ISI-supported Haqqani operatives planned and conducted the Sept. 10 truck bomb attack that killed five people and wounded 77 in Kabul, Afghanistan, and the assault there last week on the U.S. embassy, Mullen said, along with the June 28 attack on the Inter-Continental Hotel, also in the capital city, and other operations.
“In choosing to use violent extremism as an instrument of policy, the government of Pakistan, and most especially the Pakistani army and ISI, jeopardizes not only the prospect of our strategic partnership, but Pakistan's opportunity to be a respected nation with legitimate regional influence,” the chairman said.
By exporting violence, Mullen said, the government has eroded its internal security and position in the region, and undermined its international credibility and economic well-being.
“Only a decision to break with this policy can pave the road to a positive future for Pakistan,” he said.
“We’ve had discussions with [the government of Pakistan] and expressed these concerns,” Kirby told reporters, adding, “We’ve provided, in the past, examples of how we know this complicity continues to exist.”

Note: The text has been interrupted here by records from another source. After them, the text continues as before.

Issue #1017, opened 2026-08-18
workflows: silent disarm on schedule edit, stale pause after re-create, and a 500 on an unparseable graph


graycyrus:
Three smaller edit-path defects that share a theme: the host changes state and the console does not say so.

## An edit that adds a cron silently pauses the workflow

`update_company_workflow` disarms the schedule (`src/company/workflow_create.rs:1244, 1280`), but the console toasts only "Workflow saved." (`frontend/src/views/WorkflowsView.tsx:995`). A small "Schedule paused" badge is the only explanation on screen.

**Fix:** when `saved.enabled === false` and the edit added a schedule, say so in the toast, with a Resume action.

## A stale pause survives delete and re-create

Delete clears the overlay and `[workflows].enabled` (`workflow_create.rs:1618-1621`) but never clears `disabled_workflows`. A workflow re-created under the same id lands disabled and never fires (`src/runtime/workflow_scheduler.rs:303`). The revision cascade on delete is best-effort and log-only (`:1643-1651`).

**Fix:** clear `disabled_workflows` on delete.

## An unparseable stored graph 500s on open, so it cannot be repaired

`GET …/workflows/{wid}` surfaces `DataInvalid`/`DataParse`, which have no arm in `ApiError::status` (`src/server/error.rs:81`), producing a 500 (`src/server/ops/workflows.rs:529-531`). The list route skips the same body without complaint (`src/company/workflow_file.rs:869-872`), so the workflow appears in the picker and cannot be opened — or repaired. `render_workflow` failure (`workflow_create.rs:1213`) is a 500 for the same reason.

**Fix:** map `DataInvalid`/`DataParse` to 400/422 and return the parse problem, so the editor can show what is wrong.

oxoxDev:
Fresh confirmation of the "stale pause after re-create" half, `smoke1`, 2026-08-18:

1. `PUT …/workflows/qa_probe_wf/enabled {"enabled": false}` → paused.
2. `DELETE …/workflows/qa_probe_wf` → 204.
3. `POST …/workflows` with a clean spec for the same id (no schedule, nothing about enablement) → 200.
4. `GET …/workflows` reports the new workflow as **`enabled: false`**, and the console header renders **"Schedule paused"** on it. The previous workflow's run history attaches to it too.

So a re-created id comes back disarmed with nothing in its own spec saying so — a scheduled workflow that silently never fires.

Issue #1007, opened 2026-08-18
workflows: a failed run leaves nothing on screen but a vanishing toast


graycyrus:
When a run fails, the console returns to its resting state. There is no drawer, no row, no error text — only a toast that disappears.

## Cause

The sync POST throws, so `setResult(res)` (`frontend/src/views/WorkflowsView.tsx:802`) never runs and `RunResultPanel` — the only surface that renders run detail — never mounts. The failure *is* journaled and refetched (`:846-849`), but the History drawer is closed by default (`historyOpen`, `:257`) and nothing opens it. All the operator gets is `toast.error(e.message)` at `:844`. Same for `connection-lost`.

## Made worse by a stale drawer

`run()` clears `overlayRun` and `optimistic` (`:771-772`) but never `result`, and `ranWith` is only set on success (`:793`). Run twice with the second failing and the drawer still shows run #1's nodes, output and "Requested:" line — presented as the new run's detail.

## Nothing acknowledges the click either

There is only a button spinner and an optimistic canvas frontier: no toast, no optimistic history row, no elapsed timer. `startedAtMillis` is already on the wire (`frontend/src/api/workflows.ts:403`) and unused by every workflow surface. The success toast arrives minutes later with nothing in between.

## Proposed fix

- On the failure path, open the History drawer and select the run just journaled (match `awaitingRunId`), or render a persistent failure panel built from the caught `ApiError`.
- `setResult(null)` beside `setOverlayRun(null)`.
- Dispatch-time `toast.info`, an optimistic running row, and elapsed time from `startedAtMillis`.
- Print the node *name* on the failure line (`RunHistoryPanel.tsx:356` prints the raw id while `NodeTimeline` maps it), and show run duration.

Issue #1005, opened 2026-08-18
workflows: the create dialog never shows it is working, and a failed create is never announced


graycyrus:
The create dialog is the only write surface in the console that never shows it is working, and a create that fails server-side is never announced.

## What the operator sees

Press **Create workflow** and the only feedback is the button label swapping to "Creating…". The copilot box, the node rows, **Add node**, **Add edge** and every input stay live, so the dialog looks idle while a request is in flight. If the host rejects the draft, a banner appears somewhere in a long scrolling form and nothing scrolls to it or announces it.

## Evidence

- `frontend/src/views/WorkflowCreateDialog.tsx:1338-1355` — only Cancel, Create and Restore consult `submitting`.
- `grep -c "animate-spin\|Loader2" frontend/src/views/WorkflowCreateDialog.tsx` → **0**. Every sibling surface has one: `WorkflowsView.tsx:1516,1551,1631,1668`, `CreateTaskDialog.tsx:207`.
- `WorkflowCreateDialog.tsx:991-998` — the server-error branch sets `error` with no `scrollIntoView`/`focus`. That treatment exists only on the client-validation branch (`:913-916`).
- `submit()` (`:905`) has no re-entrancy guard; double-submit is prevented by DOM `disabled` alone.
- `error` is cleared only on open, on a successful draft, and at submit start, so a stale banner sits there while the operator fixes the problem.

## Proposed fix

- `Loader2 … animate-spin` on Create while `submitting`, and on "Drafting…"/"Restoring…".
- Lift the `requestAnimationFrame(scroll + focus)` into a `showError(message)` helper called from both `:908` and `:992`; give the banner `role="alert"` / `aria-live="assertive"`.
- `aria-busy={submitting}` on `DialogContent`; disable the copilot block and Add node/Add edge while submitting.
- `if (submitting) return;` at the top of `submit()`.
- Clear `error` in `updateNode`/`updateEdge`/`setName`.

## Tests

No component test renders `WorkflowCreateDialog` at all — the seven workflow unit specs (114 passing) only cover pure helpers. Add an RTL spec: pending state during create; a failed create keeps the dialog open with the draft intact; a double-click fires one POST.

PR #1020, opened 2026-08-18
fix(console): stop the workflow editor discarding unsaved graph edits

### LINKED ISSUE #1006: workflows: unsaved graph edits are destroyed silently, and a serialisation throw locks the dialog
Half an hour of graph edits can vanish with no prompt, through three separate paths, and a serialisation throw can lock the dialog so the only exit also loses the work.

## Paths that destroy unsaved edits

1. **Esc / outside click / Cancel** close unconditionally — `frontend/src/views/WorkflowCreateDialog.tsx:1012`, `:1339`. `isDraftDirty()` exists at `:835` but is used only for the copilot overwrite confirm.
2. **Browser Back re-hydrates the open dialog with a different workflow.** The hydration effect depends on `workflow` (`:473-557`), so `hashchange` (`WorkflowsView.tsx:394`) → new `selectedId` → refetch → `setGraph` (`:605`) swaps the graph underneath the operator. The dialog title never names which workflow it is editing (`:1015`).
3. **A failed background refetch unmounts the dialog outright** — `graph=null` (`WorkflowsView.tsx:612`) with `open={editOpen && graph !== null}` (`:1979`).

There is no `beforeunload` guard either.

## The lock

`setSubmitting(true)` happens at `WorkflowCreateDialog.tsx:919`, but the graph is assembled at `:921-968` **outside** the `try` at `:969` — and `configFromDraft` does an unguarded `JSON.parse` (`frontend/src/lib/workflow-node-config.ts:321`). Any validate/serialise disagreement throws, so `finally` never runs and `submitting` stays `true` forever. `onOpenChange` is gated on `!submitting` (`:1012`) and Cancel is `disabled={submitting}`, so the dialog cannot be closed. Recovery is a page reload, which loses the edits.

## Proposed fix

- Track dirty state properly and confirm on close, unmount and hash change; add a `beforeunload` guard.
- Freeze `selectedId` while the dialog is open, or re-open against the pinned graph.
- Move graph assembly inside the `try`; make `configFromDraft` return a typed error instead of throwing.

## Tests

`frontend/test/e2e/workflow-edit-delete.spec.ts` covers 8 cases but none of these. Add: unsaved-edit confirm on close, and a serialisation failure leaving the dialog closable.

graycyrus:
## Summary

Unsaved graph edits could vanish through three separate paths in the workflow edit dialog, and a serialisation throw could lock the dialog shut over them.

- **Dirty tracking + confirms.** The draft carries a fingerprint of everything the form can change, taken from the exact values each open hydrates with, so "has this been edited?" is one comparison against that baseline (and a re-hydrate — Reload, a History restore — resets it rather than leaving the dialog permanently dirty). Esc, an outside click and Cancel now route through one confirm; `beforeunload` guards a reload/tab close; a `hashchange` guard covers Back and the sidebar, since this console routes on the hash — that is where in-app navigation away from an open dialog actually arrives, and declining puts the address back.
- **The dialog no longer re-hydrates with a different workflow.** It binds to the graph pinned when it opened. A Back press used to move `selectedId`, and the refetch swapped a *different* workflow's graph in underneath the operator; a refetch that *failed* landed `null` and unmounted the dialog outright. A re-read of the *same* workflow still gets through, which is what keeps the conflict banner's Reload and the History restore re-hydrating as documented. The title now names the workflow being edited, so a swap would be visible at all.
- **`submit()` can no longer lock the dialog.** Graph assembly moved inside the `try` — it used to run above it, so a throw escaped past the `finally` that clears `submitting`, which disables Cancel and gates the dialog's own close handler; recovery was a page reload, i.e. losing the edit. `configFromDraft` now returns `{ ok: true; config } | { ok: false; error }` instead of doing an unguarded `JSON.parse`, so a failure names the node that caused it in the error banner and leaves the dialog closable with the draft intact.

## Tests

New `frontend/test/unit/workflow-editor-unsaved-work.test.ts` (jsdom + `react-dom/client`, the same earned exception as `setup-wizard-finish-gate`) covers: the title naming the workflow; Cancel closing silently when nothing was edited; Cancel and Esc confirming when there are edits, staying open and keeping the draft when declined; the `beforeunload` guard arming and disarming with dirtiness; and a serialisation failure reporting itself, sending nothing to the host, keeping the draft, and leaving Cancel enabled and working.

`frontend/test/unit/workflow-node-config.test.ts` gains the `configFromDraft` result-shape cases and unwraps the existing ones through a local helper.

## Commands run (from `frontend/`)

| Command | Result |
| --- | --- |
| `npm ci` | ok |
| `npm run typecheck` | pass (no output) |
| `npm run typecheck:unit` | pass (no output) |
| `npm run typecheck:e2e` | pass (no output) |
| `npm test` | 88 files, 899 tests passed |

`npm test` was re-run after the final wrapping edits; the new file is 6 tests, `workflow-node-config` 49.

No Rust touched — this is frontend only, so no cargo commands were run.

## Behaviour changes

- Closing the workflow edit dialog with unsaved changes now prompts. So does navigating away in-app or reloading the tab while it is open and dirty.
- The edit dialog title reads `Edit “<workflow name>”` rather than `Edit workflow`.
- `configFromDraft` is now a `ConfigFromDraft` result rather than `Record<string, unknown> | undefined`; the one production caller unwraps it.

## Deliberately out of scope

The other workflow defects noted alongside this one (#1005, #1007–#1017) are untouched. No Playwright spec was added — `workflow-edit-delete.spec.ts` needs a live host, and both new claims are about a mounted dialog reacting to a click, which the jsdom suite pins directly and in milliseconds.

Closes #1006


graycyrus:
Pushed two commits since the last review pass:

- `219c2960` — **fixes the failing Console lane.** All 899 tests passed, but the run failed on one unhandled error: `TypeError: errorRef.current?.scrollIntoView is not a function`. jsdom implements no scrolling at all, so `Element.prototype.scrollIntoView` does not exist; `WorkflowCreateDialog` scrolls its error banner into view from a `requestAnimationFrame` after a failed save, which puts the throw outside every test body — green tests, red run. The new serialisation test is the first thing in the suite to reach that branch. Supplying the missing method in the test file is the honest fix: the production call is correct in a browser, and guarding it in the component would only be guarding against jsdom.
- `53a1b728` — merge of `upstream/main` (which now contains #1021). Clean, no conflicts: `WorkflowsView.tsx` carries **both** the `editGraph` pinning from this PR and #1021's `RunFailurePanel`. Suite is now 952 tests across 96 files, all green.

Three design positions in this PR are deliberate, in case they come up:

1. **No literal "confirm on unmount".** React cannot cancel an unmount — a cleanup function runs after the decision is already made, so a confirm there can only ask a question whose answer it must ignore. Pinning the dialog to `editGraph` removes the spurious unmount path that was destroying the draft, and `hashchange` + `beforeunload` cover the two ways an operator actually leaves a dirty editor.
2. **The serialisation-failure test drives a mocked `configFromDraft`.** That branch means the form's validation and the serializer disagreed, which by construction no keystroke can produce. Making them disagree is the only honest way to pin "and the operator can still get out".
3. **No Playwright spec.** Both claims are about a mounted dialog reacting to a click; the jsdom suite pins them directly and a browser walk would only reach the same assertions through a live host.

Scope is #1006 only — neighbouring workflow-editor suggestions belong to #1005 and #1007-#1017.

graycyrus:
`b7dba9ef` — **fixes the three Console E2E failures**, which were real and were mine.

`test/e2e/workflow-edit-delete.spec.ts`'s `openEditDialog` helper waited for the exact text "Edit workflow". This PR deliberately replaced that with `Edit “<name>”` (the whole point of the naming change: the dialog is reachable from a canvas, a card and a run, and said the same anonymous thing from all three). So the dialog was opening correctly and the helper was watching for a string that no longer exists — every test that goes through it timed out at the first assertion.

The helper now takes the name the caller selected and asserts `Edit “<name>”`, which turns a cosmetic wait into a real check that the dialog opened on the right graph. Also added `acceptDiscard(page)` before the two Cancels that leave a *touched* form: those now raise the discard confirmation, and Playwright dismisses an unhandled `confirm`, which reads as "no, keep editing" and would have left the dialog open. Both lanes (`Console E2E` and `Console E2E (live brain)`) failed on exactly these three tests, so one fix covers both.

Local, from `frontend/`: `typecheck`, `typecheck:unit`, `typecheck:e2e`, `build` and `npm test` (952 tests / 96 files) all green.

graycyrus:
@coderabbitai review

Context for the request: this PR's CodeRabbit check has reported `pass` throughout, but the body was a rate-limit notice rather than a review — so no CodeRabbit findings exist for it. CI is otherwise 11/11 green on head `b7dba9ef` (verified bound to that SHA, not a stale rollup), and tinysweeper approved.

Worth a look at three deliberate choices, in case you disagree on the merits:
1. No literal confirm-on-unmount — React cannot cancel an unmount, so the fix pins the dialog to the graph it opened with (`editGraph`) to remove the spurious unmount path, and covers real exits via `hashchange` + `beforeunload`.
2. The serialisation-failure test drives a mocked `configFromDraft`, because by construction no keystroke can make the validator and the serializer disagree.
3. `Element.prototype.scrollIntoView` is supplied in the test file rather than guarded in the component — jsdom implements no scrolling, and the production call is correct in a browser.

graycyrus:
`3004a707` — merged `main` after #1019 (issue #1005) landed. Five conflict hunks in `WorkflowCreateDialog.tsx`, all resolved keeping **both** sides:

1. **Imports** — `useCallback` (mine, for `requestClose`) and `Loader2` (#1005's spinners) both kept.
2. **The `dirty` fingerprint + `requestClose` + `beforeunload`/`hashchange` guards** (mine) and **`clearSubmitError()`** (#1005) landed adjacent in the same block — both kept verbatim, neither is a rewrite of the other.
3. **`raise()` vs `showError()`** — the same function, renamed and re-documented by #1005 to cover the host-rejection branch as well as the client-validation one. Took #1005's version and repointed my serialisation-failure call site (`configFromDraft` returning `{ok:false;error}`) at it, so the defect message gets the same scroll-and-focus treatment as every other banner.
4. **`submit()`'s validation branch** — same rename, same resolution. #1005's `submittingRef` re-entrancy guard and its `finally` are untouched, and my "assemble the graph INSIDE the try" change still sits under them: a serialisation failure clears `submitting` on the way out, so the dialog cannot lock itself shut.
5. **The `<Dialog>` element** — kept my `onOpenChange` routing (Esc and outside-click go through the same discard confirm as Cancel) *and* #1005's `aria-busy={submitting}` on `DialogContent`.

On the collision you flagged: the `<fieldset disabled={submitting} className="contents">` still opens before the Id field and closes after the edges grid, enclosing every draft control including the ones this PR touches. The error banner stays outside it, which is right — it carries `errorRef` and must remain focusable while a save is in flight. The dirty guard is unaffected by the disable: `dirty` is computed from state, and the `beforeunload`/`hashchange` listeners are window-level, so they still fire mid-submit. `Cancel` and Esc are deliberately inert during the write (#1005's rule), which is the only exit #1006 does not need to intercept.

I read the two overlapping unit files rather than trusting the clean compile: `workflow-create-feedback.test.ts` (#1005) and `workflow-editor-unsaved-work.test.ts` (#1006) make no contradictory claims — neither cancels a *touched* form in the other's territory, and each stubs `scrollIntoView` in its own jsdom environment.

Local gate from `frontend/`: `typecheck`, `typecheck:unit`, `typecheck:e2e`, `build`, `assert-design-tokens.sh`, and `npm test` — **972 tests across 100 files, zero failures, zero unhandled errors.`

senamakel:
Pass 2 — merged the rest of `main` and pushed `eb85c42b`.

- `293bb6fa` — merge of `upstream/main` through #1093 (#1091, #1073, #1081, #1037, #1068). One conflict, in `WorkflowCreateDialog.tsx`, resolved keeping **both** sides: #1005/#1052 converge with #1006. The dirty fingerprint + `requestClose` + `beforeunload`/`hashchange` guards, the `raise()`→`showError()` rename, `submittingRef`/`clearSubmitError`, `draftEpochRef`/`draftLanding`, and the `aria-busy` spinner all land adjacent — no side is a rewrite of the other. The serialisation-failure call site (`configFromDraft` returning `{ok:false}`) repoints at `showError`, so the defect banner gets the same scroll-and-focus treatment as every other. `grep` confirms zero leftover conflict markers.
- `eb85c42b` — forward the `vendor/openhuman` pin by the single merge (`#5580`) beyond `main`'s current `0abb318b`.

Local gate from `frontend/` against the merged tree: `typecheck`, `typecheck:unit`, `typecheck:e2e`, `build`, and the full vitest suite — **105 files / 1044 tests, zero failures, zero unhandled errors**. GitHub now reports `MERGEABLE`; the fresh CI run on `eb85c42b` is under way.

graycyrus:
`5fb214a3` — unblocks the Rust lanes, which were failing on a **merge artifact, not on this PR's work**.

`src/server/ops/workflows.rs:5767` is a test double (`tests::hosted_mode::FinishesDuringTheRead`, from #1081). Upstream separately changed `EventLog::subscribe` to yield `ports::events::EventStreamItem` instead of `ports::types::StoredEvent`. `main` carries both changes and compiles; the branch's last upstream merge kept the stale return type on the double, so `cargo clippy` died with E0053 + E0308 before `Test` ever ran — which is why `Console E2E` and `Console E2E (live brain)` showed as *skipped* rather than failing: both are gated on the Rust job.

The fix is the exact text `upstream/main` already has — `git diff upstream/main HEAD -- src/server/ops/workflows.rs` is now empty, so the branch carries no Rust deviation from main at all. I did not run cargo locally (per the handover); the lane will verify.

Also re-verified the console side on the current head after that upstream batch landed. Both PRs' behaviours are intact in `WorkflowCreateDialog.tsx`: #1005's `submittingRef` guard, `clearSubmitError()` routing (18 call sites), `aria-busy`, and `<fieldset disabled={submitting} className="contents">` at 1473-1599; #1006's `dirty` fingerprint, `requestClose`, `beforeunload`/`hashchange` guards, the `Edit “<name>”` title, the result-typed `configFromDraft`, and `editGraph` pinning in `WorkflowsView.tsx`.

On the fieldset collision specifically: it opens after the copilot block and closes at 1599, enclosing the whole draft region (id, name, description, node rows, edge rows) — so #1005's lock still covers everything, including the rows this PR touches. **Cancel sits in `DialogFooter` at 1696, outside the fieldset**, gated only by its own `disabled={submitting}`. That is the arrangement both issues need: the exit is inert only while a write is genuinely in flight, and #1006's change to assemble the graph inside the `try` is what guarantees that window always ends — a serialisation failure now returns through the `finally`, so `submitting` cannot latch and lock the operator in. `workflow-editor-unsaved-work.test.ts` asserts exactly that (`expect(cancel.disabled).toBe(false)` after the failure, then Cancel closes).

I also read the two overlapping unit files rather than trusting the clean compile. They are complementary, not contradictory: #1005 pins "every draft control is dead *during* a live request"; #1006 pins "after a failure the guard is released and Cancel works". Neither cancels a touched form in the other's territory.

Local gate on this tree: `typecheck`, `typecheck:unit`, `typecheck:e2e`, `build` — clean; `npm test` — **1044 tests across 105 files, zero failures, zero unhandled errors**.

Kirby said the chairman’s testimony was “a reflection of his growing frustration over the course of the summer of the increased and increasingly brazen activities of the Haqqani network.”
Nevertheless, Mullen told the senators, military cooperation, again, is warming and transparency slowly is returning.
Without Pakistan’s help, he said, “We would be in a far tougher situation in the wake of the frostiness which fell over us after the bin Laden raid were it not for the groundwork General Kayani and I had laid, were it not for the fact that we could at least have a conversation about the way ahead, however difficult that conversation might be.”
What matters most right now is moving forward, Mullen added.
The Defense Department, Little said, looks forward to working with the Pakistanis to try to resolve such differences.
“It’s important that both sides continue the dialogue,” he added, “and that’s happening.”